Rapat itu membahas kerja sama Pemerintah Kota (Pemko) Padang dan Jerman tentang rencana revitalisasi sungai Batang Arau sebagai bagian dari pengembangan kawasan kota tua, dan pengadaan angkutan massal bus Trans Padang berbasis baterai.
Fadly Amran memaparkan bahwa berdasarkan rekomendasi strategis dari GIZ Jerman, revitalisasi sungai Batang Arau dapat dilakukan melalui pembangunan instalasi pengolahan air limbah (IPAL) terpusat dengan teknologi Moving Bed Biofilm Reactor (MBBR).
Teknologi MBBR dikenal efisien dalam mengolah air limbah dengan memanfaatkan media plastik khusus (carrier) sebagai tempat tumbuh kembang bakteri pengurai polutan. Sistem perpipaan air limbah nanti dirancang terpisah sepenuhnya dari jaringan drainase air hujan.
“Fasilitas ini dirancang untuk melayani sekitar 99.000 jiwa dengan kurang lebih 8.000 sambungan rumah. Teknologi MBBR dinilai mampu mengolah limbah domestik secara efektif dan ramah lingkungan,” ujar Fadly Amran.
Selain itu, dibahas agenda pengurangan emisi dan penguatan transportasi publik.

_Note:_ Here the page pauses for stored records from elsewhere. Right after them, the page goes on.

PR #2597, opened 2020-11-12
Added a warning when trying to bake with static lighting being in an invalid state.

JulienIgnace-Unity:
### Purpose of this PR
Added a warning when trying to bake with static lighting being in an invalid state.

It is possible that HDRP hasn't rendered any frame when clicking the bake lighting button.
This can happen when baked lighting debug are used for example and no other window with HDRP is visible.
This will result in the static lighting cubemap not being up to date with what the user put in the Environment Lighting panel.
We detect this and issue a warning if applicable.

---
### Testing status
Tested the repro steps:
- Have only scene view displaying.
- Bake lighting with a valid static sky.
- Switch to debug baked lightmaps in the scene view.
- Switch static sky to None and bake.
- Switch back to a valid sky and bake again => lighting is not updated => This is where the warning should be issued.

Also made sure that the warning did not appear with a valid sky.


remi-chapelain (approved):
This one as already been discussed while pair-testing [this repro](https://fogbugz.unity3d.com/f/cases/1277157/) with @JulienIgnace-Unity
Issue was found using 7.x.x but not problematic enough to backport I suppose ! ✔️

sebastienlagarde (approved):

sebastienlagarde:
https://fogbugz.unity3d.com/f/cases/1289240/

PR #2598, opened 2020-11-12
Fixed an issue with the clear coat and SSR(RTR) and a ghosting issue with RTGI and RTAO.

anisunity:
Fixed the clear coat not being handled properly for SSR and RTR (case 1291654). 
Fixed ghosting in RTGI and RTAO when denoising is enabled and the RTHandle size is not equal to the Viewport size (case 1291654).
Fixed the wrong Profiling sampler being use for quality RTGI.
https://fogbugz.unity3d.com/f/cases/1289860/
https://fogbugz.unity3d.com/f/cases/1291654/

Testing status
Ran the DXR tests locally, all green.
Ran the HDRP tests locally (Still running).
QA needs to try to reproduce the steps described in the fogbugz for the ghosting to ensure it solved the issue.
QA needs to do comparisons between reflection probes and SSR/RT source for Clear coat lighting on lit to make sure that the issue is solved.


anisunity:
One of the test' result changed (SSR + CC) need to update the screenshots for that tests. The rest of HDRP tests are green locally.

remi-chapelain (approved):
Both issues seems to be properly fixed ✔️ 
Quick side note on clear coat, when we have a clear coat value, RTR/SSR switch from using the smoothness object to reflecting the smooth clear coat . However, this value seems to be arbitrary around 0.018xxx, is this hardcoded ? Is there any reason it isn't just > 0 ?

da585c37b33577f38b4df63b74295f4b

sebastienlagarde (approved):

Pemko Kota Padang mengajukan pengadaan bus Trans Padang berbasis baterai atau listrik.
Berdasarkan kajian GIS CINA, kebutuhan ideal armada bus Trans Padang mencapai 32 bus untuk Koridor 1 dan 17 untuk Koridor 2. Hingga tahun 2026, Pemko Kota Padang telah mengoperasikan 20 bus di Koridor 1 dan 12 bus di Koridor 2. Karena itu, masih terdapat kekurangan 17 bus.

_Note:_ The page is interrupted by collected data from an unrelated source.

PR #2600, opened 2020-11-12
Fixed multi-editing with new light intensity slider

adrien-de-tocqueville:
### Purpose of this PR
Fix for https://fogbugz.unity3d.com/f/cases/1290191/

I am not sure why this apply was needed, i didn't find a case in which undo redo would not work without it.
A function higher in the callstack is already doing the Apply inside an EndChangeCheck test

---
### Testing status

Tested the repro steps with the light explorer (which is not actually related).
and undo redo when editing and multi editing lights with various units
Tested undo redo when changing light unit
Tested changing light value with presets

### DIFF
--- a/com.unity.render-pipelines.high-definition/Editor/Lighting/HDLightUI.cs
+++ b/com.unity.render-pipelines.high-definition/Editor/Lighting/HDLightUI.cs
@@ -630,6 +630,7 @@ namespace UnityEditor.Rendering.HighDefinition
             unitRect.width = k_UnitWidth + .5f;
 
             // Draw the unit textfield
+            EditorGUI.BeginChangeCheck();
             EditorGUI.PropertyField(valueRect, serialized.intensity, s_Styles.empty);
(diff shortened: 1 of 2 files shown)


johnpars (commented):
So this Apply was originally added to ensure proper Undo/Redo when switching between light unit types. 

Example:
- Create a new punctual light
- Switch from Lumen -> Candela -> EV100
- Undo

You will see that the undo apply in master, but not this branch.

Ideally, we should find a way to fix this regression for multi-editing, and also ensure that this undo functionality still works.

adrien-de-tocqueville:
It's not a pretty solution, but I managed to fix both behaviors by only doing the unit conversion in a local variable and write it back only when changed

johnpars (approved):
LGTM - While it's unfortunate that we simply can't turn the light unit slider into a pure view of the data (IE ditch the SerializedProperty completely and simply refer to the float value), it's necessary due to how the context menu works right now.

sebastienlagarde (approved):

“Pengadaan bus listrik ini bertujuan untuk meningkatkan kapasitas layanan, menekan biaya operasional jangka panjang, mengurangi ketergantungan terhadap bahan bakar fosil, serta menurunkan emisi karbon di sektor transportasi,” tuturnya.
Fadly Amran berharap bahwa proyek revitalisasi Sungai Batang Arau dan pengadaan bus listrik dapat terwujud, dan memberikan dampak positif yang signifikan bagi Kota Padang, baik dari aspek kualitas lingkungan, kesehatan masyarakat, maupun efisiensi transportasi.
“Sesuai dengan visi pembangunan Kota Padang, kita ingin menjadikan Padang sebagai kota pintar dan kota sehat. Oleh sebab itu, kami mengharapkan dukungan dari pemerintah pusat untuk bersama-sama mewujudkan proyek ini,” ujarnya.
Sementara itu, Deputi Bidang Pengendalian Perubahan Iklim dan Tata Kelola Nilai Ekonomi Karbon KLH/BPLH RI Ary Sudijanto mendukung penuh upaya ini. Ia menyampaikan bahwa Pemko Padang telah menjalin kerja sama dengan Pemerintah Hildesheim, Jerman, sejak tahun 1988.
“Kami berharap proyek revitalisasi Sungai Batang Arau dan pengadaan Bus Trans Padang berbasis baterai dapat terwujud dan mampu memperkuat kualitas lingkungan hidup sekaligus meningkatkan pelayanan kepada masyarakat di Kota Padang,” ucapnya.